Rampok Bank Pakai Pistol Mainan, Pria Ini Ditangkap Kepolisian

ANews, Samarinda – Seorang pria berinisial JP (25) nekat merampok sebuah Bank yang berada di jalan Hasan Basri, Samarinda Memiliki Utang Sebanyak Rp. 180 Juta, Jum’at 21 Mei 2021. pada pukul 12.30 WITA kemaren.

Saat dikonfirmasi, Kasat Reskrim Polresta Samarinda, Kompol Andhika Dharma Sena pria tersebut nekat melakukan tindakannya karena sedang terlilit hutang sekitar Rp.180 Juta.

“Motif pelaku sendiri setelah kita lakukan pengembangan itu ternyata memiliki hutang kurang lebih sekitar Rp 180 juta dari bank,” ungkapnya. Sabtu 22 Mei 2021.

Lantaran adanya hutang tersebut, JP pun berencana untuk merampok bank dengan mempelajari cara merampok melalui video Youtube selama beberapa hari dan melakukan pengintaian.

Mengenai Bank Mandiri Cabang Hasan Basri yang dipilih menjadi lokasi perampokan JP, Kompol Andika mengatakan bank tersebut termasuk sepi nasabah.
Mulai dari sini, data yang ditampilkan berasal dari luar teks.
PR #2431, opened 2020-12-04
Gradle stewardship

qwwdfsad:
* Remove conditional publication that is compatible with Kotlin 1.3.70 plugin
    * Get rid of workaround in old MPP plugin with dependency renaming

### DIFF
--- a/gradle/publish-bintray.gradle
+++ b/gradle/publish-bintray.gradle
@@ -13,7 +13,6 @@ apply plugin: 'maven-publish'
 
 def isMultiplatform = project.name == "kotlinx-coroutines-core"
 def isBom = project.name == "kotlinx-coroutines-bom"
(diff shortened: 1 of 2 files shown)


gradle/publish-bintray.gradle
```diff
@@ -78,33 +77,23 @@ publishing {
...
+                it.artifactId = "$project.name-metadata"
                 break
             case 'jvm':
-                it.artifactId = isKotlin137x ? project.name : "$project.name-jvm"
+                it.artifactId = "$project.name-jvm"
                 break
             case 'js':
             case 'native':
                 it.artifactId = "$project.name-$type"
                 break
```
whyoleg, line 95: seems now, all those switch cases are the same :)

qwwdfsad: thanks!

elizarov (approved):
👍 Looks good to me.

PR #2640, opened 2021-04-09
Add Mono<T>.await

### LINKED ISSUE #1587: Add await() extension on Rector Mono type

dkhalanskyjb:
Fixes #1587

### DIFF
--- a/reactive/kotlinx-coroutines-reactor/src/Mono.kt
+++ b/reactive/kotlinx-coroutines-reactor/src/Mono.kt
@@ -8,11 +8,9 @@ package kotlinx.coroutines.reactor
 
 import kotlinx.coroutines.*
 import kotlinx.coroutines.reactive.*
-import org.reactivestreams.*
 import reactor.core.*
 import reactor.core.publisher.*
 import kotlin.coroutines.*
-import kotlin.internal.*
 
 /**
  * Creates a cold [mono][Mono] that runs a given [block] in a coroutine and emits its result.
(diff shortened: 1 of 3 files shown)


reactive/kotlinx-coroutines-reactor/src/Mono.kt
```diff
@@ -34,6 +32,17 @@ public fun <T> mono(
...
+/**
+ * Awaits the completion of the [Mono] without blocking the thread.
+ * Returns the resulting value, or `null` if no value is produced, or throws the corresponding exception if this
+ * [Mono] has produced an error.
+ *
+ * This suspending function is cancellable.
+ * If the [Job] of the current coroutine is cancelled or completed while this suspending function is waiting, this
+ * function immediately resumes with [CancellationException] and cancels its subscription.
+ */
+public suspend fun <T> Mono<T>.await(): T? = awaitFirstOrNull()
```
qwwdfsad, line 44: It seems like the `awaitOrNull` can be a more appropriate name.
We can discuss it along with `singleOr*` deprecation if you don't mind

qwwdfsad (changes requested):

reactive/kotlinx-coroutines-reactor/src/Mono.kt
qwwdfsad: Or, alternatively, `awaitCompletion`?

“Karena terpantau sepi, dia sudah ada pengintaian 3 hari sebelum melakukan aksinya,” jelasnya.

JP melancarkan aksinya pada saat shalat Jum’at atau sekitar 12.30 WITA. Dengan mengendarai sepeda motor dan memasuki bank. Seperti prosedur pada umumnya, JP berpura – pura ingin melakukan transaksi uang dan menemui teller bank.

“Pada saat di teller, ia menyodorkan kertas yang isinya berupa ancaman,” ucap Kompol Andhika.

Surat ancaman itu berisi tulisan ‘Aku Punya Pistol dan Bom, Jangan Bertindak Bodoh Kalau Tidak Mau Mati’. JP langsung meminta uang kepada teller dengan memberikan surat ancaman ini.

JP juga telah menyiapkan sebuah pistol mainan untuk ditodongkan kepada teller tersebut Hingga sontak, teller kaget dan berteriak.

“Pelaku yang kaget pun langsung berlari dan di kejar oleh sekuriti sampai Jalan Elang, kemudian berhasil digagalkan oleh sekuriti bank,” tuturnya.

Pelakupun langsung diamankan sementara oleh sekuriti bank. Mendapat laporan, anggota polres melalui Satreskrim mendatangi TKP dan langsung mengamankan pelaku.

Terkait barang bukti yang telah diamankan, kepolisian telah mengamankan senjata api mainan, bom rakitan berupa kaleng berisikan mainan ditutup plastik beserta kabelnya,  4 buah petasan, 2 lembar kertas, dan 1 buah tas.

“Sampai saat ini kami masih melakukan pemeriksaan, belum di tetapkan sebagai tersangka. Saksi dari pihak bank sedang kita ambil keterangan, begitu juga terhadap pelaku dan kita juga akan memonitor dari pantauan CCTV yang berada di sana,” tandas Kompol Andhika.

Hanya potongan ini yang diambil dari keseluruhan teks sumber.